Тесть затаил на меня обиду, — продолжал император. — И, поверьте, если я сейчас медленно умираю на этом острове, так только потому, что не захотел уступить дворянским притязаниям отца моей жены… Какого-то Наполеона, какого-то Бонапарта можно оставить подыхать здесь в руках у англичан, но будь я потомком тирана Тревизо… О! Я заслуживал бы большего внимания, со мной обращались бы как с исключительной личностью, а не как с неудачником и авантюристом. Может быть, доктор, я навредил себе, не приняв участия в этой комедии, достойной мещанина во дворянстве? Нет, будущее покажет, что я был прав и династия Наполеонов, вышедшая из народа, возвращается только в народ!

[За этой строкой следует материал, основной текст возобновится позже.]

PR #317, opened 2023-09-28
fix: add init from conversion, support init from in local mode

joein:


joein:
tests are failing because `qdrant/qdrant:dev` returns `read_fan_out` on `get_collection` request

generall (approved):

PR #319, opened 2023-09-30
Async qdrant client

joein:
It is an mvp of async qdrant client generator
It should be refactored a lot, it is a minimal code to produce a workable client


joein:
update ci to fail if async client was updated

PR #326, opened 2023-10-05
python 3.12 support

generall:


timvisee (approved):
Not very familiar with this. But looks alright as far as I can judge!

PR #329, opened 2023-10-06
To avoid sqlite3.ProgrammingError when interleaving threads

chan150:
When using multi-threads application (e.g., web server gate interface; wsgi), each thread attempt to access client object which has sqlite connection.
In this case, current version of Qdrant occurs sqlite3.ProgrammingError due to the simultaneous access.

Error messages is here:
```
sqlite3.ProgrammingError: SQLite objects created in a thread can only be used in that same thread.
```

This error should be solved when your program runs on web server application (e.g., wgsi)

### All Submissions:

### New Feature Submissions:

### Changes to Core Features:


qdrant_client/local/persistence.py
```diff
@@ -25,7 +25,7 @@ def try_migrate_to_sqlite(location: str) -> None:
     try:
         dbm_storage = dbm.open(str(dbm_path), "c")
 
-        con = sqlite3.connect(str(sql_path))
+        con = sqlite3.connect(str(sql_path), , check_same_thread=False)
```
generall, line 28: Probably a typo?

chan150: Yes, it is a typo. 
comma with a blank should be removed.

I missed a commit before merging.

generall:
@chan150 do you know how safe this option is in terms of data consistency? Why is it disabled by default?

chan150:
> @chan150 do you know how safe this option is in terms of data consistency? Why is it disabled by default?

This option is safe within my knowledge.
In general, a compile macro, SQLITE_THREADSAFE, is set to 1 by default, and it make all transactions serialized.

pieroit:
We also made some tests with concurrent websocket conversations, all of them writing in the file-based db. All is right!

+1 for merge

imartinez:
@generall I've tested the new version 1.6.5 containing the changes in https://github.com/qdrant/qdrant-client/pull/369
Unfortunately it still doesn't work on OSX

Looking at the code in that merged branch, multi-thread is still disabled on OSX because check_same_thread is passed as True following the THREADSAFE variable.

I'd suggest to enable it by default (as proposed in this PR) or to make it optional by exposing it in the constructor (up to the client).

Note: This is preventing adoption in PrivateGPT project local setup.

generall:
> make it optional by exposing it in the constructor (up to the client).

I think we can do this. I am still not sure enough about safety to enable it by default

generall:
@imartinez pls check v1.6.6

imartinez:
> @imartinez pls check v1.6.6

Hey @generall, thanks for the solution, I agree it is the right approach. 
I'm afraid it still doesn't fully work. The reason, I think, is that you forgot to pass the new param to the LocalClient here:

https://github.com/qdrant/qdrant-client/blob/f1faca44f3c78160a8500e4db8cc82f83c187aa9/qdrant_client/local/qdrant_local.py#L75

Let me know if I can help.

generall:
@imartinez, you are right, missed that, thanks! Will fix in a sec

generall:
@imartinez v1.6.7 :pray:

generall:
v1.6.8

imartinez:
@generall still fails. I've checked the commit on 1.6.8 and I don't fully get it: instead of passing the new parameter in qdrant_local:L75 (as I pointed in my prev comment), you've removed it from async_qdrant_local. Why? As far as I understand, you should pass the new param in in both cases.  

https://github.com/qdrant/qdrant-client/commit/a3748acf46f886586c2fb49c6b948c4deb69a3e6

generall:
@imartinez I am sorry, I am just so un-focused today =(

generall:
I hope now it is fixed

imartinez:
It now works with 1.69. Thanks @generall. This PR can be closed because the suggestion here is already implemented.

joein:
@chan150 thanks for the initial proposal, we've added support for this functionality in 1.6.9

PR #356, opened 2023-10-26
Change to Property

NirantK:
- Removes `()` from notes in the grpc_points and other Properties


qdrant_client/async_qdrant_client.py
joein, line 1: i am not sure how you change these files, but you need to generate them via ./tools/generate_async_client.sh after sync client versions have been changed

NirantK:
Will include these changes as part of the formatting fixes

PR #359, opened 2023-10-30
Rewrite Docstrings + Change Netlify build to branch from Pip

NirantK:


NirantK:
BEFORE: 
image

AFTER: 
image

tools/generate_docs_netlify.sh
```diff
@@ -7,10 +7,13 @@ cd "$(dirname "$0")/../"
 
 brew install pandoc
 
-pip install qdrant-client
+curl -sSL https://install.python-poetry.org | python3 -
+export PATH="/opt/buildhome/.local/bin:$PATH"
+poetry install
 
 pip install sphinx==4.5.0
+pip install ipython
```
joein, line 15: why isn't it in pyproject.toml dev group?

NirantK: This is needed only for the docs build. Nothing else. Should we include that in the dev group? If yes, will add this, Sphinx, pygments and other docs dependencies there.

joein: they are already there

NirantK: Will add these to a new `docs` group in a different PR

joein (approved):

Император поднялся. Как бы вызывая в памяти новое воспоминание, он ухватил О’Меара за пуговицу жилета и живо сказал:
— Представляете, доктор, в мой род хотели даже приткнуть одного святого! Нашли некоего Бонавантюра Бонапарта, который жил и умер в монастыре. Святой! Бедняга был совершенно неизвестен, самые опытные эксперты в агиографии не слышали о его имени и благодеяниях.
Ну, конечно, после декрета, украсившего мою главу французской короной, все официальное духовенство «вспомнило» этого Бонавантюра Бонапарта, «воскресило в памяти» множество его добродетелей, благодеяний, в которых он проявил себя, и тотчас же заговорили о том, чтобы его канонизировать…
Так как папа римский был тогда у меня в руках и не мог ни в чем мне отказать, он легко ввел бы в календари святого Бонавантюра Бонапарта, но разве не стали бы впоследствии утверждать, что я совершил святотатство, навязав свою волю папе и силой введя святого в свой род, покусился на права церкви?..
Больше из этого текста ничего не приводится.